In this application, we’ll use the result of this experiment to quantify the differences in these two surgical approaches.

Question #12:

Estimate the effect the “low-flow bypass” surgery on psychomotor development. That is, by how much does the low-flow bypass surgery better/worsen PDI relative to the “circulatory arrest” approach? Report your estimate using proper statistical notation. Then, use bootstrapping to find a 95% confidence interval using the standard error approach.

Question #13:

Estimate the effect the “low-flow bypass” surgery on mental development. That is, by how much does the low-flow bypass surgery better or worsen MDI relative to the “circulatory arrest” approach? Report your estimate using proper statistical notation. Then, use bootstrapping to find a 95% confidence interval using the standard error approach.

Question #14:

Can you conclude that the differences you reported in Questions 12 and 13 are caused by difference in surgery? Could there be other confounding factors? Briefly explain.

Question #15:

Based upon your findings in Questions 12, 13, and 14, are you confident that opting for the low-flow bypass surgery over the circulatory arrest approach has a beneficial effect on an infant’s future development? Briefly explain.
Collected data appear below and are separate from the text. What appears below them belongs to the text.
PR #949, opened 2025-02-11
Add check for union types for inline code execution nodes

NgoHarrison:
This came up from this PR https://github.com/vellum-ai/vellum-python-sdks/pull/948

I was testing around and instead of strings, I tried using numbers. I kept getting errors on code exec runs with arg1 + arg2 or if I added two values from a list of dicts like `input[index]['some-key']`. The main issue was that since we now make the numbers a union type, we need to account for it


dvargas92495 (approved):
gooood catch - let's get this in for 0.14.0 too

PR #955, opened 2025-02-12
Add defaultRequired to handle optional types under different context

vincent0426:
Add config for `defaultRequired`

### DIFF
--- a/ee/codegen/src/generators/vellum-variable.ts
+++ b/ee/codegen/src/generators/vellum-variable.ts
@@ -18,23 +18,37 @@ type VellumVariableWithName = (
     default?: VellumValueType | null;
   };
 
+// VellumVariable.defaultRequired:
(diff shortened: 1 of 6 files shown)


ee/codegen/src/generators/vellum-variable.ts
```diff
@@ -18,23 +18,37 @@ type VellumVariableWithName = (
...
   };
 
+// VellumVariable.defaultRequired:
+// Prompt Inputs: required: undefined == required: true,
+// Workflow Inputs: required: undefined == required: false
+// Workflow Outputs: required: undefined == required: true
 export declare namespace VellumVariable {
   interface Args {
     variable: VellumVariableWithName;
+    defaultRequired?: boolean;
```
vincent0426, line 28: should we assign default value?

dvargas92495 (approved):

Application #2 - San Francisco Shoppers in the 1980’s

In 1987, Impact Resources Inc. surveyed 9409 shopping mall customers in the San Francisco Bay area (San Francisco, Oakland, and San Jose). Data for 6876 shoppers who completed survey are contained in the SF Mall Customers dataset. The variables include:

  • INCOME - a categorical variable describing self-reported household income (personal income if single)
  • SEX - the sex of the respondent
  • MARITAL.STATUS - the marital status of the respondent
  • AGE - a categorical variable describing the age of the respondent
  • EDUCATION - the highest level of education attained by the respondent
  • OCCUPATION - the category of occupation of the respondent
  • AREA - how long the respondent has lived in the bay area
  • DUAL.INCOMES - whether the respondent’s household has multiple income earners
  • HOUSEHOLD.SIZE - how many individuals are in the respondent’s household
  • UNDER18 - how many individuals under 18 are in the respondent’s household
  • HOUSEHOLDER - householder status (own, rent, or live with parents/family)
  • HOME.TYPE - type of home the respondent resides in
  • ETHNIC.CLASS - the racial/ethnic category of the respondent
  • LANGAUGE - the language most often spoken at home in the respondent’s household

In this application, we will use survey data to characterize San Francisco bay area shoppers in the 1980s.

Question #16:

Estimate the proportion of bay-area shopping mall customers who own their own home. Report your estimate using proper statistical notation. Then, use bootstrapping to find a 95% confidence interval using the percentile approach.

Question #17:

Estimate the average household size of bay-area shopping mall customers. Report your estimate using proper statistical notation. Then, use bootstrapping to find a 95% confidence interval. You may use either the standard error or percentile approach.

Question #18:

Estimate the difference in the average number of children (as defined by the variable UNDER18) of dual income and single income married shopping mall customers. Report your estimate using proper statistical notation. Then, use bootstrapping to find a 95% confidence interval. You may use either the standard error or percentile approach. (Hint: you may consider using “subset worksheet” to create a new worksheet that doesn’t include respondents who answered “Not Married” to the dual income question).

Question #19:

Estimate the difference in the proportion of shoppers living in apartments for 18-24 year-olds relative to 25-34 year-olds. Report your estimate using proper statistical notation. Then, use bootstrapping to find a 95% confidence interval. You may use either the standard error or percentile approach.

Question #20:

Would you be confident in using these data to characterize shoppers in the SF bay area in 2019? Briefly explain.